Write equation in symmetric form (x-x₁)/a = (y-y₁)/b = (z-z₁)/c.

Equation of Line Through Two Points in 3D

Question

Find the equation of the line passing through the points $A(1, 2, 3)$ and $B(4, 6, 9)$ in symmetric form.

Solution — Step by Step

Subtract coordinates of $A$ from $B$ :

\vec{b} - \vec{a} = (4-1,\ 6-2,\ 9-3) = (3,\ 4,\ 6)

This vector tells us the direction the line “travels” — every step along the line shifts $x$ by 3, $y$ by 4, $z$ by 6.

Use point $A(1, 2, 3)$ as the fixed point and $(3, 4, 6)$ as direction ratios:

\frac{x - 1}{3} = \frac{y - 2}{4} = \frac{z - 3}{6}

This is the answer in symmetric form. Any point $(x, y, z)$ on the line satisfies this equation.

Plug $B(4, 6, 9)$ :

\frac{4-1}{3} = \frac{6-2}{4} = \frac{9-3}{6} = 1

All three ratios equal 1, so $B$ is on the line. Always do this 30-second check in board exams — it costs nothing and saves marks.

Why This Works

The symmetric form is essentially saying: the ratio of displacement from the fixed point to the direction ratio is the same for all three coordinates. That common ratio is the parameter $\lambda$ — set each fraction equal to $\lambda$ and you get the parametric form.

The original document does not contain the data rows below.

PR #41063, opened 2026-08-21
fix(api): re-sign bare and backticked file URLs

### LINKED ISSUE #40788: re_sign_file_url_answer only re-signs markdown-formatted links, so bare/backticked tool file URLs keep the INTERNAL_FILES_URL host
### Self Checks

### Dify version

1.16.1

### Cloud or Self Hosted

Self Hosted (Docker)

### Steps to reproduce

Self-hosted Docker, `INTERNAL_FILES_URL=http://api:5001`, `FILES_URL=http://<lan-ip>`.

1. Create an Agent app (app mode `agent`) and give it a task that makes it write a file, e.g. "write a poem and save it as a .txt". The agent uploads the file via `dify-agent file upload` -> `POST /files/upload/for-plugin`.

2. That endpoint returns `preview_url`, built by `ToolFileManager.sign_file` (`api/core/tools/tool_file_manager.py:43`). Unlike `core/tools/signature.py::sign_tool_file`, it has no `for_external` switch and hardcodes the internal base:

```python
# Use internal URL for plugin/tool file access in Docker environments
base_url = dify_config.INTERNAL_FILES_URL or dify_config.FILES_URL
```

The response also carries `source_url` / `original_url`, but `create_file_by_raw` sets `original_url=None` (`tool_file_manager.py:94`), so `preview_url` is the only URL the agent has.

3. The agent pastes that URL into its answer. Whether it comes out as a markdown link is entirely up to the model. In my runs it frequently wraps it in backticks instead:

```
Download:
`http://api:5001/files/tools/5c465079-...-d1eec17ef8fd.txt?timestamp=1786703155&nonce=...&sign=...`
```

4. Read that message back through the Service API (`GET /messages`) or the console. `MessageListItem.answer` is bound to `Message.re_sign_file_url_answer`, whose regex (`api/models/model.py:1655`) is:

```
\[!?.*?\]\((((http|https)://.+)?/files/(tools/)?[\w-]+.*?timestamp=.*&nonce=.*&sign=.*)\)
```

It requires the `[...](...)` wrapper, so a bare or backticked URL produces no match and the method returns `self.answer` unchanged.

5. Re-run until the model happens to write `[download](http://api:5001/...)` instead. That answer is re-signed correctly. Same file, same config - the only variable is how the model formatted the link.

### ✔️ Expected Behavior

Re-signing should key off the tool file URL itself, not off the markdown syntax that happens to surround it. Any `/files/tools/{id}?timestamp=...&nonce=...&sign=...` occurrence in `answer` should be rewritten to `FILES_URL` with a fresh timestamp - whether it is bare, inside backticks, inside a fenced block, or wrapped in `[...](...)`.

### ❌ Actual Behavior

Only `[...](...)` occurrences are re-signed. Everything else reaches the client with an internal Docker hostname that no browser outside the compose network can resolve, and with the original timestamp, so it is already counting down against `FILES_ACCESS_TIMEOUT`.

Notes:

- Related and already merged: #39952 (`feat(agent): separate CLI file URL audiences`) splits signing into origin-neutral URIs and gives the Agent CLI a `public_download_url`. That removes the source of the internal URL for new Agent CLI traffic, but it does not close this gap: it is not in any release yet (latest is 1.16.1), and stored messages are still rendered through this regex on every read, so existing conversations keep serving internal URLs even after upgrading.
- Earlier report of the same symptom from a different producer: #23118 (tool output URLs using `INTERNAL_FILES_URL` instead of `FILES_URL`).
- Secondary observation: `ToolFileManager.sign_file` and `core/tools/signature.py::sign_tool_file` are the same signing routine except that the former lacks the `for_external` parameter. That looks like copy-paste drift rather than intent.
- Client-side workaround, in case it helps others: the signature does not cover the hostname (`data_to_sign = f"file-preview|{tool_file_id}|{timestamp}|{nonce}"`), so a downstream consumer can rewrite the origin and the link still verifies. It does not help with the stale timestamp.

gozzz8410:
## Summary

Fixes #40788.

`Message.re_sign_file_url_answer` currently only detects signed file URLs when they are wrapped in Markdown link syntax. If an Agent returns the same signed URL as plain text, inside backticks, or in a fenced block, the URL is not re-signed and an internal Docker hostname such as `http://api:5001` can leak to the client.

This change matches the signed file URL itself instead of requiring the surrounding Markdown wrapper. It keeps the existing re-signing logic intact while allowing bare, backticked, fenced, and Markdown-linked file URLs to be refreshed and rebound to the externally configured file origin.

### Changes

- Update `Message.re_sign_file_url_answer` to match signed `/files/...` URLs independently of surrounding Markdown syntax.
- Bound URL matching at common answer delimiters so multiple signed URLs in one answer are handled independently.
- Add regression coverage for:
  - a bare `file-preview` URL with an internal host;
  - a backticked tool-file URL;
  - multiple bare signed URLs in the same answer.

When $\lambda = 0$ , you land on $A$ . When $\lambda = 1$ , you land on $B$ . For any real $\lambda$ , you land on some point on the line. This connection between symmetric and parametric form is exactly what CBSE asks you to convert between.

The direction ratios $(3, 4, 6)$ don’t have to be simplified or converted to direction cosines for the equation — direction ratios work perfectly as denominators.

Alternative Method

You can use point $B$ instead of $A$ as the fixed point:

\frac{x - 4}{3} = \frac{y - 6}{4} = \frac{z - 9}{6}

Both equations represent the same line. This trips up students who think there’s only one correct form. If the denominators (direction ratios) are proportional and the point lies on the line, the equation is valid.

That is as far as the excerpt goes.